The cargo ship Ariadne threaded its way through space, small and purposeful, casting a line between Lissepia and Yridia. On its cramped bridge, its youngest crew member yawned and stretched and checked the time. Still an hour to go before the end of his shift, and Auger was having trouble staying awake. He thought about going to get another coffee, but decided it was too much effort. He eased back into his chair, a slight young man who twitched, with pale eyes that did not always seem to be quite focused on the here and now.
Auger stuck his legs out on top of the console in front of him, crossing his booted feet at the ankle. It was something he had seen Trasser do; he was trying the habit out to see if it fit, but it made his feet get in the way. He stared past them at the screen beyond, at the bright lights, at the specks of stars against the darkness. He picked out patterns in them; tried to see the shapes that Steyn had just taught him. One set of stars made up a club, another was like a diamond -- if you ignored the missing point. He wondered what they were called. He could always check, he supposed, but a set of figures and letters wasn't really what he wanted to know. Did people on different planets see them differently, he wondered. Did they give them their own names? Make up their own stories about them? Connect up the dots in their own particular ways --
"Those boots have an impressive shine, Auger. I bet you can see your face in them." The captain's voice, deep for a woman's; only half-awake right now, but still to the point. "But they're out of place on my helm."
Auger jumped in his chair, and hastily rearranged himself, putting his feet back down. He straightened up before the helm, and tried to look busy and competent. Steyn came up to stand beside him.
"I know I run a casual ship," she muttered, "but not quite that casual."
Auger threw an apologetic glance over his shoulder. Steyn was standing with a mug cradled to her chest, and was staring down at the control panels in front of her as if hypnotized. Her eyes were hazy.
"Sorry, Captain," Auger said, brightly. "I got comfortable...."
She waved her hand at him. Stop talking. Steyn was no good first thing. She took a swig from the mug. Her eyes seemed to become a little less blurred. Black tea, Auger knew, having delivered enough cups of it to her, even in the short amount of time he had been on board. Black tea, very sweet.

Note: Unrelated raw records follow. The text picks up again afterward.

PR #863, opened 2026-03-13
Prevent race condition between system services and `/tmp`

arnaldo2792:
**Issue number:**

Related to: https://github.com/bottlerocket-os/bottlerocket/issues/4788

**Description of changes:**

System services with sandboxing options need systemd to create directories under /tmp. If tmp.mount isn't ready when these services start, systemd attempts to create them on the immutable root filesystem, causing startup failures.

Add a global service drop-in that orders all system services after tmp.mount via Wants= and After=, preventing the race.

**Testing done:**

I launched 1000 instances with a custom AMI. Prior this fix, 60% of my launches resulted in failures that hit the race condition with this error:

```
(whippet)[829]: whippet.service: Failed to set up mount namespacing: /run/systemd/unit-root/dev: Read-only file system
```

After this fix, I no longer hit the error.

**Terms of contribution:**

### DIFF
--- a/packages/release/release.spec
+++ b/packages/release/release.spec
@@ -111,6 +111,7 @@ Source1109: modprobe-no-exit.conf
 Source1110: tmp-mount-noexec.conf
 Source1111: network-pre-target-dbus-dep.conf
 Source1112: fips-go.conf
+Source1113: requires-tmp.conf
 
 # network link rules
 Source1200: 80-release.link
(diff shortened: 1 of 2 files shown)


JacobHenner:
What build process did you follow to introduce this change into a custom AMI?

arnaldo2792:
The process is slight involved, but here it is:

https://github.com/bottlerocket-os/bottlerocket-core-kit/blob/develop/BUILDING.md

That covers how you can build the core kit with my change (you will have pull down my change) and use it in your own variant build.

JacobHenner:
> The process is slight involved, but here it is:
> 
> https://github.com/bottlerocket-os/bottlerocket-core-kit/blob/develop/BUILDING.md
> 
> That covers how you can build the core kit with my change (you will have pull down my change) and use it in your own variant build.

Thanks - do you have a rough sense for when this fix will make its way to the distributed EKS AMIs?

bcressey (approved):

vigh-m (approved):

PR #868, opened 2026-03-17
selinux-policy: limit interactions between container runtimes and containers

bcressey:
**Issue number:**
N/A

**Description of changes:**
The overall goal is to limit interactions between container runtimes and containers to just the pipes used for logging output, thereby reducing the exposed surface area.

In policy terms, that's accomplished by this change:
```
 ; Allow containers to communicate with runtimes via pipes.
-(allow container_s runtime_t (files (mutate)))
+(allow container_s runtime_fifo_t (files (mutate)))
```

For that to work, it must be possible to give pipes a different label than that of the parent process, which in turn requires other changes.

The first set of changes enables the use of `glblub` ("greatest lower bound, lowest upper bound") as the default range for file types, and adjusts other range transitions so that everything continues to get the intended range.
```
selinux-policy: use single level for containers
host-ctr: use single SELinux level for processes
selinux-policy: adjust level for container runtimes
selinux-policy: update to policy version 32
selinux-policy: use "glblub" for the default range
```

The second logical change is enabling transition rules for `pipefs`, rather than using task-labeling, so that pipes can receive a different label. We also separate out the ability to "use" or receive file descriptors from the broader "load" permission. Permissions for ioctls are split out as well to prepare for future restrictions.
```
selinux-policy: use transition SIDs for pipefs
selinux-policy: split out perms for ioctls and fds
```

Finally, pipes are given a newly created label that both container runtimes and containers can read and write to. Since containers no longer need to read and write to the container runtime type, such access can then be explicitly blocked.
```
selinux-policy: relabel pipes for container runtimes
selinux-policy: restrict reads for container runtimes
```

**Testing done:**
Ran the SELinux test suite to check for process and file labels. The only change there was the expected one; privileged containers now run as `system_u:system_r:control_t:s0:c0.c1023` instead of `system_u:system_r:control_t:s0-s0:c0.c1023`.

Pipe labels before:
```
# find /proc/*/fd -lname 'pipe:*' -exec ls -1LZ {} + 2>/dev/null | grep -oP '^\s*\S+' | tr -d ' ' | sort -u
system_u:system_r:container_t:s0:c560,c574
system_u:system_r:control_t:s0-s0:c0.c1023
system_u:system_r:runtime_t:s0
system_u:system_r:super_t:s0-s0:c0.c1023
system_u:system_r:super_t:s0:c493,c600
```

Pipe labels after:
```
# find /proc/*/fd -lname 'pipe:*' -exec ls -1LZ {} + 2>/dev/null | grep -oP '^\s*\S+' | tr -d ' ' | sort -u
system_u:object_r:container_t:s0:c134,c708
system_u:object_r:control_t:s0:c0.c1023
system_u:object_r:runtime_fifo_t:s0
system_u:object_r:super_t:s0:c0.c1023
system_u:object_r:super_t:s0:c13,c1000
```

FIFO labels before and after:
```
# find / -type p -exec ls -1LZ {} + 2>/dev/null | grep -oP '^\s*\S+' | sort -u
system_u:object_r:any_t:s0
```

**Terms of contribution:**

### DIFF
--- a/packages/selinux-policy/base.cil
+++ b/packages/selinux-policy/base.cil
@@ -9,11 +9,21 @@
 (sensitivityorder (s0))
 (sensitivitycategory s0 (range c0 c1023))
 
+; A "range" of one: one sensitivity, no categories. Used for contexts
+; where categories don't matter.
 (level s0 (s0))
 (levelrange s0 (s0 s0))
 
+; A range from one sensitivity with no categories, through one
+; sensitivity with all categories. Used for statements that need to
+; cover the entire range of possibilities.
 (level s0-s0 (s0 (range c0 c1023)))
 (levelrange s0-s0 (s0 s0-s0))
+
+; A "range" of one: one sensitivity with all categories. Used for
+; contexts where categories matter, and so the same sensitivity with
+; no categories cannot be included in the range.
+(levelrange s0-c0-c1023 (s0-s0 s0-s0))
 
 ; The system_r role is used for processes.
 (role system_r)
--- a/packages/selinux-policy/base.cil
+++ b/packages/selinux-policy/base.cil
@@ -38,12 +38,26 @@
 (userlevel system_u s0-s0)
 (userrange system_u s0-s0)
 
-; Take the context from the target file rather than the source
-; process when computing the level for new file objects. We can
-; expect the directory where files are created to have the right
-; range of categories applied, but the process creating the file
-; may be privileged and have the full range or no range at all.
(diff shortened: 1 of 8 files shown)


bcressey:
⬆️ force push to fix merge conflict via rebase on develop

arnaldo2792 (approved):

KCSesh (approved):

mgsharm (approved):

PR #883, opened 2026-03-26
rottweiler: add directory protection

bcressey:
**Issue number:**

**Description of changes:**
Extend `rottweiler` with the ability to lock down directories by remounting the underlying filesystem read-only, and installing a BPF LSM hook to prevent subsequent remounts, unmounts, or overmounts.

Label the directory on `bpffs` such that only API processes can modify the map used by the BPF LSM hook.

Update the lockdown API to also lock `/etc` and `/.bottlerocket/datastore`.

**Testing done:**
```
# fails for non-API user
bash-5.3# rw protect directory /.bottlerocket/datastore/
libbpf: failed to pin map: -EACCES
libbpf: map 'protected_devices': failed to auto-pin at '/sys/fs/bpf/rottweiler/protected_devices': -EACCES
libbpf: map 'protected_devices': failed to create: -EACCES
libbpf: failed to load BPF skeleton 'protect_dirs_bpf': -EACCES
Error: failed to load BPF program

Caused by this error:
  1: Permission denied (os error 13)

# succeeds via API
bash-5.3# apiclient lockdown
22:58:32 [INFO] Lockdown completed

# map can't be read by non-API user
bash-5.3# rw check directory /.bottlerocket/datastore protected
Error: failed to open pinned protected_mounts map

Caused by this error:
  1: Permission denied (os error 13)

# capture messages logged by BPF LSM hook
bash-5.3# cat /sys/kernel/debug/tracing/trace_pipe &
[1] 1920

bash-5.3# umount /.bottlerocket
          umount-1923    [000] ....1   599.620999: bpf_trace_printk: Blocked umount on protected device 265289767
umount: /.bottlerocket: must be superuser to unmount.

bash-5.3# mount -oremount,rw /.bottlerocket/
           mount-1924    [000] ....1   609.010153: bpf_trace_printk: Blocked remount on protected device 265289767
mount: /.bottlerocket: permission denied.
       dmesg(1) may have more information after failed mount system call.

bash-5.3# mount -t tmpfs none /.bottlerocket/
           mount-1925    [000] ....1   621.933652: bpf_trace_printk: Blocked mount over protected device 265289767
mount: /.bottlerocket: permission denied.
       dmesg(1) may have more information after failed mount system call.
```

**Terms of contribution:**

### DIFF
--- a/.github/actions/setup-node/action.yml
+++ b/.github/actions/setup-node/action.yml
@@ -3,7 +3,7 @@ description: "Performs setup for caching and other common needs."
 runs:
   using: "composite"
   steps:
-    - run: sudo apt -y install build-essential openssl libssl-dev pkg-config liblz4-tool clang
+    - run: sudo apt -y install build-essential openssl libbpf-dev libelf-dev libssl-dev pkg-config liblz4-tool clang
       shell: bash
     - uses: actions/cache/restore@v4
       # Restore most recent cache if available.
--- a/Cargo.lock
+++ b/Cargo.lock
@@ -1082,6 +1082,7 @@ name = "rottweiler"
 version = "0.1.0"
 dependencies = [
  "glibc",
+ "libbpf",
 ]
 
 [[package]]
--- a/packages/rottweiler/Cargo.toml
+++ b/packages/rottweiler/Cargo.toml
@@ -16,3 +16,4 @@ source-groups = [
 
 [build-dependencies]
 glibc = { path = "../glibc" }
+libbpf = { path = "../libbpf" }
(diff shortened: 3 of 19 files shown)


bcressey:
Keeping this in draft as there's a significant blocker: the system fails to boot if `apiclient lockdown` is applied via bootstrap command, since then `/etc` becomes read-only and systemd cannot update its default targets.

I'm also unsure whether the recursive remount under `/etc` is truly desirable; for example, it means that `/etc/cni/net.d` could not be populated by a CNI plugin later.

She blinked a couple of times and came into focus. "Status report?" she said. "Are we still alive?"
She said something like this every morning. Auger grinned, and he caught Steyn's own smile before she hid it behind the rim of the mug.
"Looks like it," he said. "All systems running smoothly. Still right on schedule for our arrival on Yridia."
Steyn grunted an acknowledgment. She drank a little more of the tea, and then fell into the chair next to him. She heaved a deep sigh. "Any word from our guest?"
"Not a sound from him all night."
"Good." Her voice held a grim satisfaction.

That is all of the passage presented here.